### Supplied data
PR #179, opened 2024-05-29
Decoupling business layer from hardware layer in TCPSigner

amendelzon:
- Implementing HAL for x86 based on the existing TCPSigner implementation
- Additional x86-only functions for HAL implementation
- Updating TCPSigner implementation to use HAL
- Added TCPSigner-specific UI dependencies to implement functions needed by UI only code
- Factoring HAL constants into a constants file
- New BIP32 parser for TCPSigner seed file
- Ensuring Firmware tests pass both on Ledger Nano S and TCPSigner
- Linting


italo-sampaio (approved):
Looks good to me!

PR #184, opened 2024-06-27
Upgrading Python to version 3.12

amendelzon:
- Updated docker images to use a Debian Bookworm based Python 3.12 base image
- Updated `hidapi` repository reference to a version compatible with the latest Cython
- Updated Python libraries
- Unified dependencies in `requirements.txt` (except for `hidapi`, which is manually installed)
- Added one-round `keccak256` wrapper that uses `pycryptodome`, and corresponding unit tests
- Replaced uses of `pysha3` with new `keccak256` wrapper
- Removed `pysha3` from Python libraries
- Fixed existing unit tests
- Replaced TCPSigner use of deprecated `secp256k1_ec_privkey_tweak_add` with the newer `secp256k1_ec_seckey_tweak_add`
- Fixed new Python linting findings
- Updated integration tests tag


italo-sampaio (approved):
Awesome work, looks good!

PR #189, opened 2024-07-25
Moving I/O (aka communication) layer outside powHSM code

amendelzon:
- The powHSM logic now handles only one command at a time
- Each implementation (i.e., Signer and TCPSigner) implement their own I/O and looping
- The communication module only facilitates access to the APDU buffer


firmware/src/hal/src/x86/communication.c
```diff
@@ -22,404 +22,23 @@
  * IN THE SOFTWARE.
  */
 
-#include <stdio.h>
```
italo-sampaio, line 25: How about moving this to `firmware/src/hal/src/common/communication.c` since it is now completely platform-independent?

firmware/src/ledger/signer/src/main.c
```diff
@@ -210,6 +210,34 @@ unsigned char io_event(unsigned char channel) {
...
+    }
+    END_TRY;
+}
+
+static void main_loop() {
+    volatile unsigned int rtx = 0;
+
+    while (!hsm_exit_requested()) {
+        if (!do_io_exchange(&rtx))
+            continue;
```
italo-sampaio, line 236: Aren't we ignoring a potential exception that could happen in `do_io_exchange` here?

italo-sampaio (commented):
Looks good overall. Left a few questions inline, let me know your thoughts.

firmware/src/ledger/signer/src/main.c
amendelzon: I don't quite follow. Ignoring it how?

italo-sampaio: Oh, you're right. I thought the exception would be handled by `hsm_process_apdu`, which we're skipping, but it will be sent to the host in the next `do_io_exchange` call.

All good, never mind. I'll approve the PR, since my other comment is just an optional suggestion.

italo-sampaio (approved):

firmware/src/ledger/signer/src/main.c
amendelzon: Oh, gotcha. Thanks for clarifying!

firmware/src/hal/src/x86/communication.c
amendelzon: We are actually currently just using symlinks to the `firmware/src/hal/src/common` directory, so will do that. I won't be removing symlinks altogether since what is going to happen for SGX is that we will share some libraries between platforms, but not between all platforms (e.g., we might share `keccak256` between SGX and x86, but Ledger will have its own). So most likely the `common` directory will just have to go.

italo-sampaio (approved):
Looks good!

### Work order
The data should be written out again in full, exactly as it stands.

### Output below
PR #179, opened 2024-05-29
Decoupling business layer from hardware layer in TCPSigner

amendelzon:
- Implementing HAL for x86 based on the existing TCPSigner implementation
- Additional x86-only functions for HAL implementation
- Updating TCPSigner implementation to use HAL
- Added TCPSigner-specific UI dependencies to implement functions needed by UI only code
- Factoring HAL constants into a constants file
- New BIP32 parser for TCPSigner seed file
- Ensuring Firmware tests pass both on Ledger Nano S and TCPSigner
- Linting


italo-sampaio (approved):
Looks good to me!

PR #184, opened 2024-06-27
Upgrading Python to version 3.12

amendelzon:
- Updated docker images to use a Debian Bookworm based Python 3.12 base image
- Updated `hidapi` repository reference to a version compatible with the latest Cython
- Updated Python libraries
- Unified dependencies in `requirements.txt` (except for `hidapi`, which is manually installed)
- Added one-round `keccak256` wrapper that uses `pycryptodome`, and corresponding unit tests
- Replaced uses of `pysha3` with new `keccak256` wrapper
- Removed `pysha3` from Python libraries
- Fixed existing unit tests
- Replaced TCPSigner use of deprecated `secp256k1_ec_privkey_tweak_add` with the newer `secp256k1_ec_seckey_tweak_add`
- Fixed new Python linting findings
- Updated integration tests tag


italo-sampaio (approved):
Awesome work, looks good!

PR #189, opened 2024-07-25
Moving I/O (aka communication) layer outside powHSM code

amendelzon:
- The powHSM logic now handles only one command at a time
- Each implementation (i.e., Signer and TCPSigner) implement their own I/O and looping
- The communication module only facilitates access to the APDU buffer


firmware/src/hal/src/x86/communication.c
```diff
@@ -22,404 +22,23 @@
  * IN THE SOFTWARE.
  */
 
-#include <stdio.h>
```
italo-sampaio, line 25: How about moving this to `firmware/src/hal/src/common/communication.c` since it is now completely platform-independent?

firmware/src/ledger/signer/src/main.c
```diff
@@ -210,6 +210,34 @@ unsigned char io_event(unsigned char channel) {
...
+    }
+    END_TRY;
+}
+
+static void main_loop() {
+    volatile unsigned int rtx = 0;
+
+    while (!hsm_exit_requested()) {
+        if (!do_io_exchange(&rtx))
+            continue;
```
italo-sampaio, line 236: Aren't we ignoring a potential exception that could happen in `do_io_exchange` here?

italo-sampaio (commented):
Looks good overall. Left a few questions inline, let me know your thoughts.

firmware/src/ledger/signer/src/main.c
amendelzon: I don't quite follow. Ignoring it how?

italo-sampaio: Oh, you're right. I thought the exception would be handled by `hsm_process_apdu`, which we're skipping, but it will be sent to the host in the next `do_io_exchange` call.

All good, never mind. I'll approve the PR, since my other comment is just an optional suggestion.

italo-sampaio (approved):

firmware/src/ledger/signer/src/main.c
amendelzon: Oh, gotcha. Thanks for clarifying!

firmware/src/hal/src/x86/communication.c
amendelzon: We are actually currently just using symlinks to the `firmware/src/hal/src/common` directory, so will do that. I won't be removing symlinks altogether since what is going to happen for SGX is that we will share some libraries between platforms, but not between all platforms (e.g., we might share `keccak256` between SGX and x86, but Ledger will have its own). So most likely the `common` directory will just have to go.

italo-sampaio (approved):
Looks good!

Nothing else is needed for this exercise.